Vic Zino (Hardcore Superstar)

Gli Hardcore Superstar si sono guadagnati negli anni il rispetto di gran parte degli amanti dell’hard rock e della musica in generale. La dipartita del vecchio chitarrista Thomas Silver aveva fatto temere il peggio dopo due grandi album come “Hardcore Superstar” (una delle migliori uscite di quell’anno) ed il successivo “Dreamin’ In A Casket” che ne proseguiva il discorso. L’arrivo di Vic Zino, però ha dato ulteriore entusiasmo al gruppo, che si ripresenta sugli scaffali con il nuovo “Beg For It”.

Ciao Vic, come è stato entrare in un gruppo collaudatissimo come gli Hardcore Superstar?
Temevo potessi trovare qualche difficoltà all’ingresso nella band. L’entusiasmo era alle stelle, ma anche le pressioni lo erano. Inoltre arrivare nel bel mezzo del tour è stato un po’ complicato, ma i ragazzi sono stati fantastici.

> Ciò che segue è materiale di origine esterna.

PR #33, opened 2016-02-02
Use created_at in atom feed entries

edwardloveall:
When a new Redirection is added to the webring, the first Redirection in the ring points to it. This changes that first Redirection's `updated_at` value.

In the atom feed, we were using `updated_at` to say when that entry was updated. While that's semantic, it would cause the first Redirection to continue to pop up in atom feeds because it looked like there was new information. No longer!

We now use `created_at` in that field, because for the purposes of the feed, we only want to see each Redirection when it's added, not "updated".

### DIFF
--- a/spec/requests/feed_requests_spec.rb
+++ b/spec/requests/feed_requests_spec.rb
@@ -36,6 +36,19 @@ RSpec.describe "Feed requests" do
       expect(first_entry["id"]).to eq(id)
       expect(first_entry["updated"]).to eq(updated)
     end
+
+    it "uses created_at instead of updated_at for <updated> value" do
+      created_at = 1.day.from_now
+      create(
+        :redirection,
+        created_at: created_at,
+        updated_at: created_at + 1.day
+      )
+
+      get feed_path
+
+      expect(first_entry["updated"]).to eq(created_at.iso8601)
+    end
   end
 
   def xml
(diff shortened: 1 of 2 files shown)


spec/requests/feed_requests_spec.rb
```diff
@@ -36,6 +36,17 @@
       expect(first_entry["id"]).to eq(id)
       expect(first_entry["updated"]).to eq(updated)
     end
+
+    it "uses created_at instead of updated_at for updated value" do
+      created_at = 1.day.from_now
+      create(:redirection,
```
gabebw: Formatting:

```ruby
create(
  :redirection,
  created_at: created_at,
  updated_at: 2.days.from_now,
)
```

Also, how about defining `updated_at` in terms of `created_at` to show that they're different? Maybe `updated_at: created_at + 3.days`?

spec/requests/feed_requests_spec.rb
```diff
@@ -36,6 +36,17 @@
       expect(first_entry["id"]).to eq(id)
       expect(first_entry["updated"]).to eq(updated)
     end
+
+    it "uses created_at instead of updated_at for updated value" do
```
gabebw: Maybe `<updated> value`?

edwardloveall: sure.

edwardloveall: Sorry that sounded mean. I just was lazy with capitalization but not with punctuation.

edwardloveall: Also, I'm super pissed at you.

spec/requests/feed_requests_spec.rb
edwardloveall: sure.

gabebw:
Beautiful :+1:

Ti hanno quindi accolto molto bene…
Sono stati incredibili, sembrava fossi sempre stato un membro della band. Non ho parole per descrivere il loro comportamento!

Ormai siete pronti per il grande salto dopo un inizio col botto ed un momento di difficoltà successivo.
Chiaramente io ti posso dire le cose solo da esterno, ma so bene le difficoltà affrontate dagli altri, che ad un certo punto avevano persino pensato allo scioglimento. Ora siamo pronti a prenderci tutto e io a dare il mio contributo.

Proprio a tal proposito, quale è stato il tuo apporto al nuovo album?
Ti dico sinceramente che al mio arrivo nessuno pensava ad un nuovo disco, ma si era tutti concentrati sui live da portare a termine nel migliore dei modi possibile. Poi ci siamo seduti allo stesso tavolo ed abbiamo iniziato a parlare dell’album che hai appena ascoltato.

Quindi è un album che senti totalmente tuo.
Certo perché è un album su cui ho dato tutto me stesso anche a livello compositivo. Il fatto di essere arrivato durante un tour e non dopo la registrazione di un disco per me si è rivelato fondamentale.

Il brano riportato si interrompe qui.